As for reading out loud. I laughed at that because, I’ve done just that and you’re so right it works. Like you say if it flows it works and its so much easier to hear it flow when you say it out loud. Thanks Peter for the advice once again. It’s much appreciated and its something I will endeavor to apply when I am practising my writing.
I love to write and really get a buz when something I write flows. One day I would like to publish. I dont know if it will ever happen and right now I dont care, I’m just having fun with other forums but who knows. If it happens advice like this is very valuable and like I said appreciated….thanks Pete, Heather
Totally agree about vivid imagery — it’s a fine edge of using those details without overloading a paragraph. Great post, Pete! Thanks, P&P ladies!

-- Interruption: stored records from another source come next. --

PR #904, opened 2021-02-06
Restrict outgoing stake transactions if node is not synced

### LINKED ISSUE #875: Restrict node's ability to transact until it is fully synced
As discovered in #855, the DevNet stalled after introducing too many nodes at the same time. This is because they were sending fully valid transactions from the moment they started, and since they weren't yet synced, entered the committee, but could not participate in consensus.

In real-world scenarios, it is most likely the case that a node will not be able to transact until they are fully synced anyway, as it is not standard for nodes to start up with any amount of DUSK. However, it is still sensible to disallow transacting until the node is fully synced, as a node which was stopped and started might not have a proper view of the UTXO set, and could submit potentially invalid transactions, or even re-enact the scenario described above.

julesdesmit:
Fixes #875

### DIFF
--- a/pkg/core/chain/chain.go
+++ b/pkg/core/chain/chain.go
@@ -463,14 +463,15 @@ func (c *Chain) getRoundUpdate() consensus.RoundUpdate {
 
 // GetSyncProgress returns how close the node is to being synced to the tip,
 // as a percentage value.
-// NOTE: this is just here to satisfy the grpc interface. It should be removed
-// and the method should be moved to a synchronizer service.
 func (c *Chain) GetSyncProgress(_ context.Context, e *node.EmptyRequest) (*node.SyncProgressResponse, error) {
-	return &node.SyncProgressResponse{Progress: float32(100.0)}, nil
+	return &node.SyncProgressResponse{Progress: float32(c.CalculateSyncProgress())}, nil
 }
 
 // CalculateSyncProgress of the node.
 func (c *Chain) CalculateSyncProgress() float64 {
+	c.lock.RLock()
+	defer c.lock.RUnlock()
+
 	if c.highestSeen == 0 {
 		return 0.0
 	}
--- a/pkg/core/chain/chain.go
+++ b/pkg/core/chain/chain.go
@@ -25,7 +25,6 @@ import (
 	"github.com/dusk-network/dusk-blockchain/pkg/p2p/wire/topics"
 	"github.com/dusk-network/dusk-blockchain/pkg/util/diagnostics"
 	"github.com/dusk-network/dusk-blockchain/pkg/util/nativeutils/eventbus"
-	"github.com/dusk-network/dusk-blockchain/pkg/util/nativeutils/rpcbus"
 	"github.com/dusk-network/dusk-protobuf/autogen/go/node"
 	logger "github.com/sirupsen/logrus"
 	"google.golang.org/grpc"
@@ -70,7 +69,6 @@ type Ledger interface {
 // This struct will be aware of the current state of the node.
 type Chain struct {
 	eventBus *eventbus.EventBus
-	rpcBus   *rpcbus.RPCBus
 	db       database.DB
 
 	// loader abstracts away the persistence aspect of Block operations.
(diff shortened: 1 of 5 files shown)


pkg/core/chain/chain.go
```diff
@@ -473,6 +469,20 @@ func (c *Chain) GetSyncProgress(_ context.Context, e *node.EmptyRequest) (*node.
 	return &node.SyncProgressResponse{Progress: float32(100.0)}, nil
 }
 
+// CalculateSyncProgress of the node.
+func (c *Chain) CalculateSyncProgress() float64 {
+	if c.highestSeen == 0 {
```
autholykos, line 474: since this method is now used within the `Transactor`, shouldn't `c.highestSeen` and `c.tip` be protected by a read-lock?

pkg/core/transactor/transactor.go
```diff
@@ -81,6 +85,11 @@ func (t *Transactor) Listen() {
 	for {
 		select {
 		case r := <-t.stakeChan:
+			// Are we synced?
+			if t.getSyncProgress() != 100 {
+				continue
+			}
```
autholykos, line 91: if we are not synced, what happens to the attempted stake transaction? Does it just get garbage collected and forgotten? I don't see a _retry_ mechanism

autholykos (changes requested):

pkg/core/chain/chain.go
julesdesmit: Good catch, it is definitely needed

pkg/core/transactor/transactor.go
julesdesmit: You're absolutely right, forgot to add it. Will do so now

pkg/core/transactor/transactor.go
```diff
@@ -105,6 +115,27 @@ func (t *Transactor) Listen() {
...
+	if t.getSyncProgress() == 100 {
+		return true
+	}
+
+	// Check for our sync progress three more times. If we still can't stake after
+	// the third check, it's better to just return false, and give the Transactor
+	// control back over the Listen goroutine.
+	interval := 5 * time.Second
+
+	for i := 0; i < 3; i++ {
```
goshawk-3, line 128: When I suggested to have a retry mechanism, I meant that it could be useful at the grpc client-side mostly (e.g wallet cli) where retry period can be also configurable and we will not block the entire Transactor on each stake Tx. But I believe server-side mechanism could be good for now too.

pkg/core/transactor/transactor.go
```diff
@@ -114,6 +115,27 @@ func (t *Transactor) Listen() {
...
+		time.Sleep(interval * time.Duration(i+1))
+
+		if t.getSyncProgress() == 100 {
+			return true
+		}
+	}
```
autholykos, line 134: I think that this kind of retry is too naìve. It is fine to perform a number of attempts, but the wallet needs to get  feeback rather allow for silent failure. It might make sense to use the RPCBus here and return feedback to the wallet

autholykos (changes requested):

pkg/core/transactor/transactor.go
julesdesmit: Well, using the RPCBus here to fetch the sync progress really doesn't change much, besides the infrastructure we're using (unless I'm missing something). I can of course add logging, though.

goshawk-3 (approved):

pkg/core/transactor/transactor.go
julesdesmit: The reason I opted for a server-side mechanism is because the grpc client is not the only one that can ask the transactor to stake (the `StakeAutomaton` does too). But, your point does remind me that the retry is therefore in the wrong place, as it needs to be touched by both code paths.

pkg/core/transactor/transactor.go
```diff
@@ -163,6 +158,11 @@ func (t *Transactor) Bid(ctx context.Context, c *node.BidRequest) (*node.Transac
 
 // Stake will create a staking transaction.
 func (t *Transactor) Stake(ctx context.Context, c *node.StakeRequest) (*node.TransactionResponse, error) {
+	// Are we synced?
+	if !t.canStake() {
+		return nil, errors.New("node is not synced")
+	}
+
```
autholykos, line 171: I like it. Failing early before pushing requests in the channel is a good strategy

autholykos (approved):
LGTM

pkg/core/transactor/transactor.go
autholykos: Make sure to add this to the development guidelines

PR #905, opened 2021-02-06
Add a grace period for new stakes to become active

### LINKED ISSUE #901: Add a grace period for Stakes to become active
Currently, when not using Rusk, stakes will become active immediately as they are added to the blockchain. This does not line up with the protocol specifications, and should be implemented on the Golang side too.

julesdesmit:
Fixes #901


autholykos (approved):
LGTM

PR #909, opened 2021-02-09
Secure `dupemap` against spam attacks

### LINKED ISSUE #200: Secure `dupemap` against spam attacks
The node uses the `dupemap` to prevent processing message duplicates. Such cache does not have a spam protection mechanism to prevent an attacker to fill up the memory of the node.

goshawk-3:
fixes #200


julesdesmit (approved):
LGTM!

PR #948, opened 2021-02-23
Introduce PeerID to all MessageProcessor handlers

### LINKED ISSUE #947: Implement PeerID parameter for all MessageProcessor handlers
PeerID (a.k.a peer IPv4/IPv6 address) should be passed to the upper layers in order to allow implementing custom logic based on the source of the message. This would be useful mostly in situations when a Peer is dishonest or misbehaves.

E.g Synchronizer needs to know the address of the Peer that is sending forged blocks (see also: #766)

*Pseudo code*:

```go
func (m *MessageProcessor) process(peerID string, msg message.Message, respChan chan<- bytes.Buffer) error {

...
bufs, err := processFn(peerID, msg)
	if err != nil {
		return err
	}
}

...
func (c *Chain) ProcessBlockFromNetwork(peerID string, m message.Message) {

...
}



```

goshawk-3:
fixes #947

### DIFF
--- a/Makefile
+++ b/Makefile
@@ -12,6 +12,9 @@ go-analyzer: ## Run go-analyzer
 	GOBIN=$(PWD)/bin go run scripts/build.go go-analyzer
 test: ## Run unittests
 	@go test $(TFLAGS) -short ${PKG_LIST}
+test-harness-unit: build ## Run a specified harness unit test e.g make UNIT_TEST=TestForgedBlock test-harness-unit
+	MOCK_ADDRESS=127.0.0.1:8080 DUSK_NETWORK_SIZE=9 DUSK_BLOCKCHAIN=${PWD}/bin/dusk DUSK_UTILS=${PWD}/bin/utils DUSK_SEEDER=${PWD}/bin/voucher DUSK_WALLET_PASS="password" \
+	go test -v --count=1 --test.timeout=0 ./harness/tests/ -run $(UNIT_TEST) -args -enable
 test-harness: ## Run harness tests
 	@go test -v --count=1 --test.timeout=0 ./harness/tests/ -args -enable
 test-harness-ci: build
--- a/pkg/core/candidate/requestor.go
+++ b/pkg/core/candidate/requestor.go
@@ -41,7 +41,7 @@ func NewRequestor(publisher eventbus.Publisher) *Requestor {
 
 // ProcessCandidate will process a received Candidate message.
 // Invalid and non-matching Candidate messages are discarded.
-func (r *Requestor) ProcessCandidate(msg message.Message) ([]bytes.Buffer, error) {
+func (r *Requestor) ProcessCandidate(srcPeerID string, msg message.Message) ([]bytes.Buffer, error) {
 	if r.isRequesting() {
 		if err := Validate(msg); err != nil {
 			return nil, err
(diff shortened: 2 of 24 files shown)


julesdesmit (changes requested):
I don't really understand the point of this PR - it seems you are polluting the `peer.ProcessorFunc` interface with an argument that it doesn't use anywhere. Even if you were planning on using it later, does it not make sense to simply just keep the `PeerID` contained in the [goroutine where we call `processor.Collect`](https://github.com/dusk-network/dusk-blockchain/blob/master/pkg/p2p/peer/peer.go#L371), so that you can use it for logging on potential errors.

If I understood correctly from your previous PR, you were intending on using this `PeerID` in order to punish peers that attempt to stall consensus by forging blocks and gossiping them. Since this concerns a punishment on the peer layer, I don't think this information has any business to go outside of the peer layer.

I hope it makes sense. If I have misunderstood something, please let me know.

goshawk-3:
> I don't really understand the point of this PR - it seems you are polluting the `peer.ProcessorFunc` interface with an argument that it doesn't use anywhere. Even if you were planning on using it later, does it not make sense to simply just keep the `PeerID` contained in the [goroutine where we call `processor.Collect`](https://github.com/dusk-network/dusk-blockchain/blob/master/pkg/p2p/peer/peer.go#L371), so that you can use it for logging on potential errors?
> 
> If I understood correctly from your previous PR, you were intending on using this `PeerID` in order to punish peers that attempt to stall consensus by forging blocks and gossiping them. Since this concerns a punishment on the peer layer, I don't think this information has any business going outside of the peer layer - you possibly don't even have to quantify the `PeerID` at all, because when an error is returned that the peer needs to be punished for, the goroutine has direct access to the `Peer` that spawned it.
> 
> I hope it makes sense. If I have misunderstood something, please let me know.

Thanks for your comments, @julesdesmit . 
I think we are not on the same page. In short, the `srcPeerID` is used by `outSyncTimer` on resetting the timer. `outSyncTimer` must ensure that the `Peer` that starts syncing is the one that is allowed to reset the timer.

But much better to jump into a call to clarify both opinions.

See also: https://github.com/dusk-network/dusk-blockchain/blob/26d901767be2218fa8ed7d3a6b04db0687234079/pkg/core/chain/synchronizer.go#L78

julesdesmit:
>Thanks for your comments, @julesdesmit .
I think we are not on the same page. In short, the srcPeerID is used by outSyncTimer on resetting the timer. outSyncTimer must ensure that the Peer that starts syncing is the one that is allowed to reset the timer.

>But much better to jump into a call to clarify both opinions.

I see - I was unaware of this particular part of the `outSyncTimer`. In that case, you are right, and I believe it is fine to merge - however, I would like to explore a possible re-design in the future, as I feel like needing to adjust a widely-used interface for a single component that implements it, is a bit of a code smell.

julesdesmit (approved):

goshawk-3:
> > Thanks for your comments, @julesdesmit .
> > I think we are not on the same page. In short, the srcPeerID is used by outSyncTimer on resetting the timer. outSyncTimer must ensure that the Peer that starts syncing is the one that is allowed to reset the timer.
> 
> > But much better to jump into a call to clarify both opinions.
> 
> I see - I was unaware of this particular part of the `outSyncTimer`. In that case, you are right, and I believe it is fine to merge - however, I would like to explore a possible re-design in the future, as I feel like needing to adjust a widely-used interface for a single component that implements it, is a bit of a code smell.

Thanks! Agreed we can discuss this further later on together with `banscore` implementation.

PR #972, opened 2021-03-16
Introduce TTL property to Cucko Filter instance per round

### LINKED ISSUE #971: Handle an edge case where a Node plays dishonestly in synchronization process
A network node might intentionally or accidentally fail to respond to wire messages `topics.GetData` or `topics.GetBlocks`. In these cases, the Node requestor (sender of `topics.GetData` or `topics.GetBlocks`) might get into wrong state where `dupemap` rejects a block hash infinitely.

The result of such sequence of events would leave the Node requestor in `livelock`

Observed in `test-harness` when one of the nodes is dishonest.
```
NODE:9500:
{"data":{"blocks":[{"header":{"height":32}}]}}
NODE:9501:
{"data":{"blocks":[{"header":{"height":32}}]}}
NODE:9502:
{"data":{"blocks":[{"header":{"height":32}}]}}
NODE:9503:
{"data":{"blocks":[{"header":{"height":3}}]}}

```

goshawk-3:
fixes #971

### DIFF
--- a/cmd/dusk/server.go
+++ b/cmd/dusk/server.go
@@ -359,7 +359,7 @@ func (s *Server) Close() {
 func registerPeerServices(processor *peer.MessageProcessor, db database.DB, eventBus *eventbus.EventBus, rpcBus *rpcbus.RPCBus) {
 	processor.Register(topics.Ping, responding.ProcessPing)
 	dataBroker := responding.NewDataBroker(db, rpcBus)
-	dataRequestor := responding.NewDataRequestor(db, rpcBus, eventBus)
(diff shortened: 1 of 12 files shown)


julesdesmit (changes requested):
I think this is quite an awesome re-design, well done! I believe there should be no repercussions going from event-based to quasi timer-based entry deletion. One thing I will request, however, is that the legacy code gets deleted. There is still leftover code relating to the `TmpMap` height, tolerance and certain cleaning functions which might now be obsolete, since we delete stuff on expiry, and not on reaching a certain height.

julesdesmit (approved):
LGTM!

PR #978, opened 2021-03-22
Add gas limit and gas price fields to tx queries

### LINKED ISSUE #977: Expose transaction gas information over GQL

julesdesmit:
Fixes #977

### DIFF
--- a/pkg/core/data/ipc/transactions/transaction.go
+++ b/pkg/core/data/ipc/transactions/transaction.go
@@ -188,9 +188,9 @@ func (t Transaction) Obfuscated() bool {
 }
 
 // Values returns the amount and fee spent in this transaction.
-// TODO: implement.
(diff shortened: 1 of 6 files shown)


pkg/core/data/ipc/transactions/transaction.go
```diff
@@ -190,7 +190,7 @@ func (t Transaction) Obfuscated() bool {
 // Values returns the amount and fee spent in this transaction.
 // TODO: implement.
```
autholykos, line 191: remove the TODO ;P

autholykos (approved):
LGTM

pkg/core/data/ipc/transactions/transaction.go
julesdesmit: It's still not entirely implemented, that's why I left it 😅

PR #985, opened 2021-03-23
Allow for easy configuration of genesis blocks, add a configuration for stress testing

### LINKED ISSUE #983: Regenerate a devnet genesis block which gives all participants many outputs
This is needed to properly stress test transaction capabilities in the network.

julesdesmit:
This allows us to easily perform transaction stress-testing.

This commit also changes the way genesis blocks are read, as it
was undesirable to have such a massive string in one of the source
files.

Fixes #983


harness/engine/node.go
```diff
@@ -38,6 +38,7 @@ func NewDuskNode(graphqlPort, nodeID int, profileID string, requireSession bool)
 
 	node.Cfg = config.Registry{}
 	node.Cfg.General.TestHarness = true
+	node.Cfg.General.GenesisPath = "$HOME/go/src/github.com/dusk-network/dusk-blockchain/devnetgenesis.txt"
```
goshawk-3, line 41: Suggestion: Do you think we can use relative paths instead? Similar approach is already used for `devnet-wallets//wallet0.dat"`.

As per https://github.com/dusk-network/dusk-blockchain/blob/53deecea47bb861fa1dcd2965c76f0d564ea1a8f/harness/engine/network.go#L233

```
[wallet]
  file = "/home/tech/repo/dusknetwork/dusk-blockchain/harness/tests/../../devnet-wallets//wallet0.dat"
```

harness/engine/profiles.go
```diff
@@ -30,6 +30,7 @@ func Profile1(index int, node *DuskNode, walletPath string) {
 	viper.Set("general.walletonly", "false")
 	viper.Set("general.safecallbacklistener", "false")
 	viper.Set("general.testharness", "true")
+	viper.Set("general.genesispath", "$HOME/go/src/github.com/dusk-network/dusk-blockchain/devnetgenesis.txt")
```
goshawk-3, line 33: devnetgenesis.txt seems not to be a text file? If not, could we use `dat` or `bin` extention?

harness/engine/node.go
julesdesmit: This isn't feasible due to tests - since when running tests, the working directory is dynamic and thus the relative path can change. I've opted for a different approach as I mentioned on the standup, which generates it deterministically on startup. This should relieve some of the portability issues as well on the CI runner and potentially on devnet.

goshawk-3: The relative path is relative to the repository directory not to the working directory. Otherwise, `devnet-wallets` would not work.

julesdesmit: `devnet-wallets` works because we always refer to it from the same, singular point. In the code block you posted you also show that the path is relative to the working directory within the harness package, `tests`.

goshawk-3: Might be missing something.
Please, use at least "$GOPATH"  instead of relying on its default location.

julesdesmit: Like I said, I am taking a different approach, so this will not be needed. It would possibly be better, though the runners do not work out of the $GOPATH either, as far as I'm aware. So that still would not work.

goshawk-3 (approved):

Your words are brilliant, but I am sure you already know that. Thanks for the reminder. I love it when you can take something offtrack and catch the reader off guard. I used to love doing it to my children and it is fun.
Bravo. What better advice than to show us rather than tell us. On editing my latest novel, I’m going to hear hour words drumming in my ears like the heartbeat of my character who just won’t move out of that saddle and “do something relevant and unexpected.”
Thanks for passing on the sort of advice that keeps all of us going.
Dang! If them words won’t knock you right outta your saddle well before you reach that low-hangin’ limb, well, hell, you just ain’t payin’ attention. Thanks for the forty-five caliber advice from one of the best writers around.